§ WHAT IS EXPECTED
Starting at the line with "now is passed." and going on through the line with "glepnir: Currently it", reproduce each line in the records below exactly and nothing more.

Stored items

%%

PR #15314, opened 2024-07-21
feat: add extrahl in complete function

glepnir:
LSP spec mentioned completion item `deprecated` field when a completion item mark as deprecate the item should has a special highlight `strikethrough`.  helix also have this.  currently implement is add an extra field `extrahl` for combine. in this PR it works like `{word: "foo", kind: "func", menu:"menu", extrahl: "Strike"} hi Strike cterm=strikethrough`

QQ_1721548134338

Ref: https://microsoft.github.io/language-server-protocol/specifications/lsp/3.17/specification/#completionItem


glepnir:
how we test strikethrough in Ci..

src/insexpand.c
```diff
@@ -114,6 +114,7 @@ struct compl_S
     int		cp_flags;	// CP_ values
     int		cp_number;	// sequence number
     int		cp_score;	// fuzzy match score
+    int		cp_extrahlattr;	// extra highlight group attr
```
glepnir, line 117: extrahlattr a little long maybe need a better name here ?

chrisbra:
Hm, this seems to break the test dumps: `Test_wildmenu_pum_24.dump` and `Test_wildmenu_pum_32.dump` but only on 2 runners (I checked the dumps briefly, but couldn't make sense of the diff, the term content seemed to be fine, just some highlighting seemed to be changed).

That is surprising, since this change here doesn't even contain a test case yet :/

glepnir:
> this seems to break the test dumps: Test_wildmenu_pum_24.dump and Test_wildmenu_pum_32.dump but only on 2 runners (I checked the dumps briefly, but couldn't make sense of the diff, the term content seemed to be fine, just some highlighting seemed to be changed)

also wired too. because  `make test_cmdline` passed  every times when i run it 

> That is surprising, since this change here doesn't even contain a test case yet :/

Still trying to figure out how to test this strikethrough which requires a terminal. GitHub CI doesn't seem to be able to predict screen output like this. Going through our test cases also simply checks the highlight property.

glepnir:
now is passed. but seems like there is no way to test cterm/gui attribute in github ci..

glepnir:
@chrisbra  PTAL

runtime/doc/insert.txt
```diff
@@ -1183,6 +1183,9 @@ items:
 	user_data	custom data which is associated with the item and
 			available in |v:completed_item|; it can be any type;
 			defaults to an empty string
+	extrahl		allows specifying extra highlight group names to apply
```
zeertzjq: The "extra" name is a bit confusing as there are also `PmenuExtra` and `PmenuExtraSel` highlight groups, which are unrelated to this.

glepnir: makes sense. any good suggestions?

chrisbra: `hl_name` or `hl_group` ?

glepnir: purpose is to add cterm/gui attributes on the original basis.  meaning of hl_name hl_group is unclear

chrisbra: Well, should it should provide attributes or it should be a group name, with the applied highlighting attributes applied on top of it? The documentation above talks about `extra highlight group names to apply`, so `hl-group` sounds like a reasonable choice for a highlighting group, no?

glepnir: Currently it is the name of the highlight group. originally thought it was an attribute, but it is strange to add a highlight attribute in completion. Define a strikethrough highlight group in advance and pass it to item as an addition. hlgroup is also fine, but it is necessary to clearly indicate that the highlight group is merged on the original

chrisbra: That is fine. I don't remember that we need to specify additional highlighting attributes directly. for all kind of functions we assume a proper highlighting group must be defined beforehand and then only this highlighting group is used.  Please adjust the documentation, that the *specified highlighting group*  is combined together with `PmenuSel`/`Pmenu`. Would also be good which highlighting group has priority.

chrisbra:
thanks!

src/popupmenu.c
```diff
@@ -628,6 +631,8 @@ pum_redraw(void)
 	{
 	    hlf = hlfs[round];
 	    attr = highlight_attr[hlf];
+	    if (pum_array[idx].pum_extrahlattr > 0)
+		attr = hl_combine_attr(attr, pum_array[idx].pum_extrahlattr);
```
zeertzjq, line 635: The priority of this highlight group is inconsistent. Here it has higher priority than the default ones, but in `pum_screen_puts_with_attrs()` it has lower priority. Also, I wonder if the combination should be done in `pum_compute_text_attrs()` instead.

glepnir: Oops, forgot to change this. Because  can't test ceterm gui properties in github ci. So I adjusted the priority. Use a fake color simulation.

Shane-XB-Qian:
maybe just strike the label vs/not menu etc would be looking more nice?
@glepnir how do you think?
otherwise maybe a bit mess, since the menu or others' info maybe still wanted to be clear displayed.

glepnir:
word always aligns with the longest word. If you just enable hl_group on word, you will see some weird  behavior.

QQ_1723369800860

Shane-XB-Qian:
> word always aligns with the longest word. If you just enable hl_group on word, you will see some weird  behavior.

um.. seems that coz of you didnot give menu to those left all items, otherwise it maybe Not so "weird".

-- 
shane.xb.qian

glepnir:
I don't think there is anything wrong with the current behavior .

Shane-XB-Qian:
each strike should strike the label only and stop at the menu's left border.
image
which the 'method' should Not be striked.

Shane-XB-Qian:
> I suggest that create an issue as a trick

that is a relevant comment to this merged PR, maybe you can just open a PR to link to that/my comment.
// as your wish, i am ok to open a new issue ticket also, 
// but perhaps you knew in cn it is terrible network to play at github.
// so doing a 'comment' is more easy for me than open a new ticket.. :smile:

-- 
shane.xb.qian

%%

§ RESULT
now is passed. but seems like there is no way to test cterm/gui attribute in github ci..

glepnir:
@chrisbra  PTAL

runtime/doc/insert.txt
```diff
@@ -1183,6 +1183,9 @@ items:
 	user_data	custom data which is associated with the item and
 			available in |v:completed_item|; it can be any type;
 			defaults to an empty string
+	extrahl		allows specifying extra highlight group names to apply
```
zeertzjq: The "extra" name is a bit confusing as there are also `PmenuExtra` and `PmenuExtraSel` highlight groups, which are unrelated to this.

glepnir: makes sense. any good suggestions?

chrisbra: `hl_name` or `hl_group` ?

glepnir: purpose is to add cterm/gui attributes on the original basis.  meaning of hl_name hl_group is unclear

chrisbra: Well, should it should provide attributes or it should be a group name, with the applied highlighting attributes applied on top of it? The documentation above talks about `extra highlight group names to apply`, so `hl-group` sounds like a reasonable choice for a highlighting group, no?

glepnir: Currently it is the name of the highlight group. originally thought it was an attribute, but it is strange to add a highlight attribute in completion. Define a strikethrough highlight group in advance and pass it to item as an addition. hlgroup is also fine, but it is necessary to clearly indicate that the highlight group is merged on the original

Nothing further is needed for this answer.